MASS AND MAGNETIC DISTRIBUTIONS IN SELF-GRAVITATING SUPER-ALFVENIC TURBULENCE WITH ADAPTIVE MESH REFINEMENT

In this work, we present the mass and magnetic distributions found in a recent adaptive mesh refinement magnetohydrodynamic simulation of supersonic, super-Alfvenic, self-gravitating turbulence. Power-law tails are found in both mass density and magnetic field probability density functions, with P(rho) proportional to rho(-1.6) and P(B) proportional to B-2.7. A power-law relationship is also found between magnetic field strength and density, with B proportional to rho(0.5), throughout the collapsing gas. The mass distribution of gravitationally bound cores is shown to be in excellent agreement with recent observation of prestellar cores.
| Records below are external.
PR #913, opened 2023-09-12
Cmake improvements

marc-groundctl:
`check_required_components` does not take a list of components; it takes the package name and determines if a component is available by checking the `<package>_<component>_FOUND` variable.  Without this change, `find_package(LibreSSL REQUIRED COMPONENTS Invalid)` would succeed despite that component not existing.

This change also makes `LIBRESSL_FOUND` mirror the `LibreSSL_FOUND` variable that cmake uses internally to check if the package exists, and changes the `install` source paths of the cmake files to match the ones they were configured with.


busterb:
Thanks for the PR @marc-groundctl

The mass-to-flux distribution of cores is also found to be in excellent agreement with recent Zeeman splitting measurements. We also compare the relationship between velocity dispersion and density to the same cores, and find an increasing relationship between the two, with sigma proportional to n(0.25), also in agreement with the observations. We then estimate the potential effects of ambipolar diffusion in our cores and find that due to the weakness of the magnetic field in our simulation, the inclusion of ambipolar diffusion in our simulation will not cause significant alterations of the flow dynamics.